▶ [TASK ITEM]: Write every line of the material out exactly as shown.
Segment Start: THE DATA
PR #188, opened 2017-08-12
Add support for OpenShift compatible NGINX Docker images

alessfg:
Initial implementation of Dockerfiles to produce OpenShift compatible NGINX Docker images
Segment End: THE DATA
▶ [SOLVED EXERCISE]:
PR #188, opened 2017-08-12
Add support for OpenShift compatible NGINX Docker images

alessfg:
Initial implementation of Dockerfiles to produce OpenShift compatible NGINX Docker images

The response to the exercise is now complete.